The main market for solar panels is the business sector, where a huge number of panels are installed in fields or on roofs.
The common shape of these panels is rectangular, and they are twice as long as they are wide.
For marine applications, this form is typically undesirable. Particularly for pole mounting, a more square shape is frequently desired.
Equipment can be vulnerable to the sea environment, especially in salt water.

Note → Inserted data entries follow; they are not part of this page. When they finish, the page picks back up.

PR #2331, opened 2019-11-14
Fix #2311: Possible to get multiple invite_send achievements

### LINKED ISSUE #2311: Possible to get multiple invite_send achievements

can-007:
When DB is outside the challenge time frame, there are problems, possible to get multiple invite_send achievements is one of them.

This PR could provide some suggestions for the case that no challenge is currently going on:
- protect the `hasEarnedBonus()` of achievements.ts from destructing properties of null;
- disallow to get the `invite_send `and `invite_contribute_same_session `  achievements;

@rileyjshaw , I test it on my local environment not the docker one, it could work.
We had brief discussion regarding what it should look like when there is no challenge currently, I only remembered a suggestion to disallow the enrollment.
@phirework , FYI.

I can think of the 4 situations above for now, any more?


phirework:
The redirect bug has been fixed on master, so you should be able to test it locally if you merge master back in. Looking at code now.

can-007:
Not completely fixed this one, the account is null, should check this one first.
Because the first time user ever visited the common-voice, there won't be any information about any user, so the account is null.

phirework:
@mbransn Can you confirm whether it's desired behaviour for users to be prevented from enrolling if there's no ongoing challenge? Don't we want users to be able to pre-register for a challenge before it starts?

rileyjshaw:
> Don't we want users to be able to pre-register for a challenge before it starts?

Can confirm that we definitely want this.

can-007:
Oh, that is different from what I thought. OK.
But, what could these pre-enrolled user do? Can they win bonus or see the challenge board?

rileyjshaw:
> But, what could these pre-enrolled user do? Can they win bonus or see the challenge board?

@can-007 no, they would just be signed up and waiting for the challenge. The only difference is that they would have a Challenge tab on the dashboard (which would show the pre-challenge state)

can-007:
@rileyjshaw , I see now, the UI is controlled by the constants. Nice.

mbransn:
+1 to everything Riley said.

rileyjshaw:
@can-007 what is the status on this? Does it require updates based on the above conversation, or should I review the code as-is?

can-007:
Please review the code as-is after a proper rest. I updated the branch based on the above conversation.

can-007:
A little bit more detail: this could prevent achieving multiple `invite_send `and `invite_contribute_same_session `achievements when now no challenges are going on.

server/src/lib/model/achievements.ts
```diff
@@ -73,9 +74,9 @@ const bonus_condition_sql = {
     GROUP BY user_clients.client_id
     `,
   // Arguments: [client_id, client_id, challenge]
-  // Check if user has already earned the bonus
+  // Check if user has already earned the bonus, and if challenge is on-going now
   invite_send: `
-    SELECT earn.id IS NULL AS win_bonus, ? AS bonus_winner
+    SELECT (earn.id IS NULL) AND (NOW() BETWEEN start_date AND TIMESTAMPADD(WEEK, 3, start_date)) AS win_bonus, ? AS bonus_winner
```
rileyjshaw: This should still be achievable before the challenge. We have a pre-challenge state that includes the invite modal.

server/src/lib/model/achievements.ts
```diff
@@ -84,9 +85,9 @@ const bonus_condition_sql = {
     WHERE challenges.url_token = ?
     `,
   // Arguments: [client_id, client_id, challenge]
-  // Check if user has already won the bonus
+  // Check if user has already won the bonus, and if challenge is on-going now
   invite_contribute_same_session: `
-    SELECT earn.id IS NULL AS win_bonus, ? AS bonus_winner
+    SELECT (earn.id IS NULL) AND (NOW() BETWEEN start_date AND TIMESTAMPADD(WEEK, 3, start_date)) AS win_bonus, ? AS bonus_winner
```
rileyjshaw: Same here - this should be available pre-challenge.

server/src/lib/model/achievements.ts
```diff
@@ -119,7 +120,8 @@ export const hasEarnedBonus = async (
   client_id: string,
   challenge: ChallengeToken
 ) => {
-  const [[{ earned }]] = await db.query(
+  // do not destructure to [[{earned}]], just in case null values returned, in scenarios like challenge=null
+  const [[res]] = await db.query(
```
rileyjshaw: This is fixed in https://github.com/mozilla/voice-web/pull/2373, can be safely removed.

phirework: omg I'm so annoyed that this comment was sitting in a pull request all along 😅

can-007: Yeah.

server/src/lib/model/achievements.ts
can-007: Done

server/src/lib/model/achievements.ts
can-007: Good point.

In order to safeguard the electronic components and to resist the rigors of the marine environment, solar panels should be well sealed and waterproof, with the electrical box on the rear of the panel enclosed in an inert, non-corrosive waterproof material (like silicone).
Bypass diodes are integrated into high-quality marine-grade solar panels to lessen the effects of shadowing, which is frequent when sailing and camping.
It is necessary to conduct research and/or consult with PV panel experts in order to select the best PV panel for your needs.
Solar panels have many important characteristics that determine their energy output.
Although manufacturers make solar panels as sturdy and durable as possible, walking on standard solar panel installations is not advised.
Solar panels can easily crack, and even a small crack can significantly affect their performance.
However, there are other types of solar panels that are meant for vehicles, including campers, RVs, vans, and yachts.
These panels are much sturdier and can be walked on, but they are not as nearly efficient as standard solar panels mounted on roofs because they don’t come in large Watt sizes.
Finally, they are more expensive compared to standard, rigid solar panels.